● DATA SUPPLIED:
━━━━

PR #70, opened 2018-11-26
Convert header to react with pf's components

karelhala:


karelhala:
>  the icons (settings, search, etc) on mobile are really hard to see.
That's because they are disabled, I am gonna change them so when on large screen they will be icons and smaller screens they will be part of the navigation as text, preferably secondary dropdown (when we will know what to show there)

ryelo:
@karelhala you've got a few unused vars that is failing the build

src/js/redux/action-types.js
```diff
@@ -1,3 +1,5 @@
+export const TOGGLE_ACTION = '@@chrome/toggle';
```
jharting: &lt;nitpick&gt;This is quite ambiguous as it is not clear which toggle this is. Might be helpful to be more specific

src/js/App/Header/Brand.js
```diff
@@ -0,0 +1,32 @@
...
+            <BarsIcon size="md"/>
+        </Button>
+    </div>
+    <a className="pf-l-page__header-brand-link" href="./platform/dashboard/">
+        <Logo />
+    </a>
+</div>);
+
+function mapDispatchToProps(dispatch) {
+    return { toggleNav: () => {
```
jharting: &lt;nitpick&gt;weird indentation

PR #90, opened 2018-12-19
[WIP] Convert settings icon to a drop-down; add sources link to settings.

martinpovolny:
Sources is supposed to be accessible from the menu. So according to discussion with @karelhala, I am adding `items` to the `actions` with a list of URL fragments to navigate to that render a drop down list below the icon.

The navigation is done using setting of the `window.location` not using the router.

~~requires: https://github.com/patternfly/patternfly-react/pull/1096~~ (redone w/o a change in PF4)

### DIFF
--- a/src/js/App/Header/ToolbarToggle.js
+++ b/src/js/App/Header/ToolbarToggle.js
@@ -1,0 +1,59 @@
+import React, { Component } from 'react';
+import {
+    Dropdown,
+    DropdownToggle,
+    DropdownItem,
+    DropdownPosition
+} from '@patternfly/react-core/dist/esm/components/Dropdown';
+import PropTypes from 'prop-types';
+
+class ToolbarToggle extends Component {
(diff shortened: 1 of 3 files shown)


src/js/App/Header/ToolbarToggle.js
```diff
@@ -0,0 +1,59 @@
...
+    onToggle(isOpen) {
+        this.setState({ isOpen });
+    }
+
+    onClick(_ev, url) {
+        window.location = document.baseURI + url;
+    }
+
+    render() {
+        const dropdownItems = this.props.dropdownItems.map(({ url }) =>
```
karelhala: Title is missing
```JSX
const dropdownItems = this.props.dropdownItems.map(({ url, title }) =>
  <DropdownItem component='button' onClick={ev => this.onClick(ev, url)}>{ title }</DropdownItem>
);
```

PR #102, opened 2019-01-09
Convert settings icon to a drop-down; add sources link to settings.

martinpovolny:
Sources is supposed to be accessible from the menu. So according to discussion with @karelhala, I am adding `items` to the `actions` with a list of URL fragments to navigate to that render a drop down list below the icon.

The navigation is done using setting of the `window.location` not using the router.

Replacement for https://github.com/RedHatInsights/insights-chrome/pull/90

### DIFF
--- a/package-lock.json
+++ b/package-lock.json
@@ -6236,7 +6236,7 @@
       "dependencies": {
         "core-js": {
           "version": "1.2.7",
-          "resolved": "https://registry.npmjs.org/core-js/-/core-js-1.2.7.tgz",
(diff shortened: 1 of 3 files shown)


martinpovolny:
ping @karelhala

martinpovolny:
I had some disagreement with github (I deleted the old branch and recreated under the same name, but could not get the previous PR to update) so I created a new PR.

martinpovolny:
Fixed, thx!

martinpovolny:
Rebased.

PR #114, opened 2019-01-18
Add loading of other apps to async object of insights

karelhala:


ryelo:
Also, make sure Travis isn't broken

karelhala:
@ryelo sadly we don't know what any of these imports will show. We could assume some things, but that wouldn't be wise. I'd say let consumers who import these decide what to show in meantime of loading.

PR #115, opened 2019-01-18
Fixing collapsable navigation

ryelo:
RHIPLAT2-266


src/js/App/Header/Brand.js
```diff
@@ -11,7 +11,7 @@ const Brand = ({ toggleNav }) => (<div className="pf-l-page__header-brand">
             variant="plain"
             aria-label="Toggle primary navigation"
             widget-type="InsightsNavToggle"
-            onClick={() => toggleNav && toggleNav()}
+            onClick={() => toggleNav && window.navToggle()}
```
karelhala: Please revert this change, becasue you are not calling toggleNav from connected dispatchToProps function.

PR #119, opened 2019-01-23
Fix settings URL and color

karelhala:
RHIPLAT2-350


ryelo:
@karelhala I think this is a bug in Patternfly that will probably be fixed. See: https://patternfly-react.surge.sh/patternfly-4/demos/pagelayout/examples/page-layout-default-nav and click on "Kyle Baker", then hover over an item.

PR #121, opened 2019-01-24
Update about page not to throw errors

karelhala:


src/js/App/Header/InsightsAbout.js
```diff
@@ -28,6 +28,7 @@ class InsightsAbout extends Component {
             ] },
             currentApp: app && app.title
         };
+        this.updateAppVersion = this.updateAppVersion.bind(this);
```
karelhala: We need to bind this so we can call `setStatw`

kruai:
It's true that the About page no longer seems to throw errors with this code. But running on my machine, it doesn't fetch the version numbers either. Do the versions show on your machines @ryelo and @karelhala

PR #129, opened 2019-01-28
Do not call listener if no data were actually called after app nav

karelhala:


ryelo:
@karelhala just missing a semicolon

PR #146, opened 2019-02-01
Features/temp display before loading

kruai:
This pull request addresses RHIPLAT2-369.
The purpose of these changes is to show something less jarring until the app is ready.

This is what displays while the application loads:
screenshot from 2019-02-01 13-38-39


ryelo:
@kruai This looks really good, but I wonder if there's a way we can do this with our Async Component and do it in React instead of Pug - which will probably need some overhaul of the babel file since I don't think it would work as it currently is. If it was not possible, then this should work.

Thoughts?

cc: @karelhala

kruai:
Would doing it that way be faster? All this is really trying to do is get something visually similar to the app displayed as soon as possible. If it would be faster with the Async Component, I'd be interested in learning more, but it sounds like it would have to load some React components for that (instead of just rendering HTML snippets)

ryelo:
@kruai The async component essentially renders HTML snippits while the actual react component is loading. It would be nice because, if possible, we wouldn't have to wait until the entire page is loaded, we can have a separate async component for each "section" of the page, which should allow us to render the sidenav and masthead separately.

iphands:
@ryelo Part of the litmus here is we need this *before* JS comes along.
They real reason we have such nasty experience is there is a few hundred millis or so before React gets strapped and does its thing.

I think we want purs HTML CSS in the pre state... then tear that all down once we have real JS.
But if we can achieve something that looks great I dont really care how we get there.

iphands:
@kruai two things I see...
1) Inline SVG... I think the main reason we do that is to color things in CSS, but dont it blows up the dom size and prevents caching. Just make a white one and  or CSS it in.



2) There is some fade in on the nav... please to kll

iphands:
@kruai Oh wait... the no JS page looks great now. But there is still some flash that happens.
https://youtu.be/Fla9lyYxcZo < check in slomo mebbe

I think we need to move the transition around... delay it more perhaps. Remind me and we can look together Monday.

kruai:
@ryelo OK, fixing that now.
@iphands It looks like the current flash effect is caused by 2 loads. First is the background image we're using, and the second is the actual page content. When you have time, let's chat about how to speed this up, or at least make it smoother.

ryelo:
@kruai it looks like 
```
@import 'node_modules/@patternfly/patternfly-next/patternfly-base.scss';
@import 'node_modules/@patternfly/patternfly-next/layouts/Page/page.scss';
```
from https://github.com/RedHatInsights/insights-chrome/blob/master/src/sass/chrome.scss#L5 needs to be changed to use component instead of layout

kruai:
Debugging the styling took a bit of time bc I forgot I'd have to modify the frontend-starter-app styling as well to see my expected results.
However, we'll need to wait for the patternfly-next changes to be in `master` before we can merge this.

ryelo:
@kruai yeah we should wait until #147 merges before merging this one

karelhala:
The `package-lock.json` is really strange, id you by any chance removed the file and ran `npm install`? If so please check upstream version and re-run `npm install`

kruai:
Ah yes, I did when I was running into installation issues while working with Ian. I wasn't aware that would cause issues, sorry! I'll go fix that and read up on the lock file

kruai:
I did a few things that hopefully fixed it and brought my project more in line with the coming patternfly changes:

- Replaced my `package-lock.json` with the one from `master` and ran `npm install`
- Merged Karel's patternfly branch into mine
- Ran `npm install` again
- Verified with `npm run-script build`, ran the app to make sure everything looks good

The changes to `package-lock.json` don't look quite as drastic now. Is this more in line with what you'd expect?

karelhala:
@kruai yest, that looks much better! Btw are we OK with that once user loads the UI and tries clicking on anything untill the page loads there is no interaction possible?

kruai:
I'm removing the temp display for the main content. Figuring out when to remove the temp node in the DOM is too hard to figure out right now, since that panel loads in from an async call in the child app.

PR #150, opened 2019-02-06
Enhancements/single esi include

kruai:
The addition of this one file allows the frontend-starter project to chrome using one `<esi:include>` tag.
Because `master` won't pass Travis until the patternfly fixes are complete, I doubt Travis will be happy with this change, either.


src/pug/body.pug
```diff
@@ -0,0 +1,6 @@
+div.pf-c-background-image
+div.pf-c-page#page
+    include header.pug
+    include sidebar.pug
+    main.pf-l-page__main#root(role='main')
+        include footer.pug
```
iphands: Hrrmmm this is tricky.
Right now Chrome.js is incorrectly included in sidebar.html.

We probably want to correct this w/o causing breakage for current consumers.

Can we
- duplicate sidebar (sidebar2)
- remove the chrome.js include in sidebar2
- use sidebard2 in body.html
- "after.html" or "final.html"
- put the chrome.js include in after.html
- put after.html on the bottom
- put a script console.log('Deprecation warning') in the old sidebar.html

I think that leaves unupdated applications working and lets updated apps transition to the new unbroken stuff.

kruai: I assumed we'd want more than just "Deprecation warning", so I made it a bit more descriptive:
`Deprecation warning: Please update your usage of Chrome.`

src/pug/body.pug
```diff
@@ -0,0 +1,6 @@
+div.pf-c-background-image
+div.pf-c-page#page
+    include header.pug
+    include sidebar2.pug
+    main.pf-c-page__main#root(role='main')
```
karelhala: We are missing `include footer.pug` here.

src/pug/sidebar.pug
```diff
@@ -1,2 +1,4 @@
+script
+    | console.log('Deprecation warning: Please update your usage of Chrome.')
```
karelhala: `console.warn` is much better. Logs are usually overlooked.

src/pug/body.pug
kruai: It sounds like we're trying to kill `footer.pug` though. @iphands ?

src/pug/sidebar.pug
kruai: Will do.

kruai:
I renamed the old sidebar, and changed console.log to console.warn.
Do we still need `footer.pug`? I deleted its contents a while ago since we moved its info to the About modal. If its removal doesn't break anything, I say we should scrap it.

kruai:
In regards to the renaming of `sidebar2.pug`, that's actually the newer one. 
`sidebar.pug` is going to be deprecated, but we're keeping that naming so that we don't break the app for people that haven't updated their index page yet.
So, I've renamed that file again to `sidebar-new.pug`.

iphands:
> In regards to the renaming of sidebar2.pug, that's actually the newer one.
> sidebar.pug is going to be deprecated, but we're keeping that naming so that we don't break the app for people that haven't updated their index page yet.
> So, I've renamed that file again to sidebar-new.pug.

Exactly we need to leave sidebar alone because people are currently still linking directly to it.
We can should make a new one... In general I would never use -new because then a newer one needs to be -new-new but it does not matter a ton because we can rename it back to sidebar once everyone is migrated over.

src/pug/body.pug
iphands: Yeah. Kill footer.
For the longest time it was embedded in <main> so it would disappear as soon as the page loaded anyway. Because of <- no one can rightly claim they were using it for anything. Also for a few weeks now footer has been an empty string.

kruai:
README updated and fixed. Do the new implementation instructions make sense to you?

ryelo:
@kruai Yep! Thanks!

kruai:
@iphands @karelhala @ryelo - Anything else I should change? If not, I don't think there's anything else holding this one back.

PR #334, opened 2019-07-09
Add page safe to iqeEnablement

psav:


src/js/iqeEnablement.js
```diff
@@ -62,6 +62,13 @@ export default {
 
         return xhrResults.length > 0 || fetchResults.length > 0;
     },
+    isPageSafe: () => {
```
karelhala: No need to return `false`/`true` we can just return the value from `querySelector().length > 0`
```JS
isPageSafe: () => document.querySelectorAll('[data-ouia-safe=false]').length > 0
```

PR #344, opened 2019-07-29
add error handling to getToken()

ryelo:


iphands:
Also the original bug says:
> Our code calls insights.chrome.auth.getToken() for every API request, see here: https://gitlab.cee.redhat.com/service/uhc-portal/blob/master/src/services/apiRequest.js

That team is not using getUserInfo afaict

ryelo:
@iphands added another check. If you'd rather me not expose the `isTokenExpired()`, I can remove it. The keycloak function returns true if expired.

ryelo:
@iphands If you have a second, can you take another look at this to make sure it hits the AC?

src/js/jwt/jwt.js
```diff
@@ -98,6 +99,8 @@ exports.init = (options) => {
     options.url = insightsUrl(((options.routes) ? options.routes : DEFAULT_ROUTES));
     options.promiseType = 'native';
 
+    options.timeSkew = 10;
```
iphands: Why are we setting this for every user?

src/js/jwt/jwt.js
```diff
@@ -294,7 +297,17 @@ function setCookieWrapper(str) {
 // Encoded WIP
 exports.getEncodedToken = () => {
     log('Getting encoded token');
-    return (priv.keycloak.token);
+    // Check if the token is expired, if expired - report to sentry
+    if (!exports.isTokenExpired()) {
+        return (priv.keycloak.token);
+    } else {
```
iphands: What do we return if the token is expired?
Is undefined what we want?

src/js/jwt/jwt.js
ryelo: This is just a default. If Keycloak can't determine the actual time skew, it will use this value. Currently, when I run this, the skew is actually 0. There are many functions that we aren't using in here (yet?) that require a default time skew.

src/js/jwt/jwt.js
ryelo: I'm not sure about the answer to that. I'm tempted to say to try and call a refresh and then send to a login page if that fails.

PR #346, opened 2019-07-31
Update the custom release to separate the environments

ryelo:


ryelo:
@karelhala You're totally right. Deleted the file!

━━━━

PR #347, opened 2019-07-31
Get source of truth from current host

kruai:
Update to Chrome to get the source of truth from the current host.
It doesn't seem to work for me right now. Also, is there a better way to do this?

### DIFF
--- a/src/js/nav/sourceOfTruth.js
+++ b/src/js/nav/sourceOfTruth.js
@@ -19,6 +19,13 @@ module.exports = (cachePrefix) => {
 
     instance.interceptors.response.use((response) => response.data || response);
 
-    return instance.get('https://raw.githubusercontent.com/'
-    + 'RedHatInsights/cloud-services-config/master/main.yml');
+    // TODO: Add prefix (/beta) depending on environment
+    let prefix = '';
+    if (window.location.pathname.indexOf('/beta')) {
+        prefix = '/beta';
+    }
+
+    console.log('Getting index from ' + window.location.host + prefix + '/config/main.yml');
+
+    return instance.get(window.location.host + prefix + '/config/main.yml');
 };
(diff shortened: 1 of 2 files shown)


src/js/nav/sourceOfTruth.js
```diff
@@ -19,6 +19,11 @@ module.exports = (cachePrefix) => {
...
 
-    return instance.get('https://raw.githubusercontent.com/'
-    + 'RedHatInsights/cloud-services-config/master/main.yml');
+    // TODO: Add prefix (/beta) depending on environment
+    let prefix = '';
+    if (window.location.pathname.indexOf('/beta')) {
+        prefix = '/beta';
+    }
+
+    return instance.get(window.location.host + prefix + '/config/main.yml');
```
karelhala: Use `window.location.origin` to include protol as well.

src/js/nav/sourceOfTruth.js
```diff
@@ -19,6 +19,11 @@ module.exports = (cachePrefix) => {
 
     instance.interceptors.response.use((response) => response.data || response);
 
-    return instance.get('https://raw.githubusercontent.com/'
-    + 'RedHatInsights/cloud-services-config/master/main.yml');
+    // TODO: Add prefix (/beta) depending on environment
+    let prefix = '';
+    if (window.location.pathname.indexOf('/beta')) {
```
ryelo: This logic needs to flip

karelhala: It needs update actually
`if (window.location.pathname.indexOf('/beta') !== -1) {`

━━━━

● YOUR OBJECTIVE:
Scan the entries above for the word "well". Report the lines that hold it.

● RESULT FOR THIS EXERCISE:
Debugging the styling took a bit of time bc I forgot I'd have to modify the frontend-starter-app styling as well to see my expected results.
karelhala: Use `window.location.origin` to include protol as well.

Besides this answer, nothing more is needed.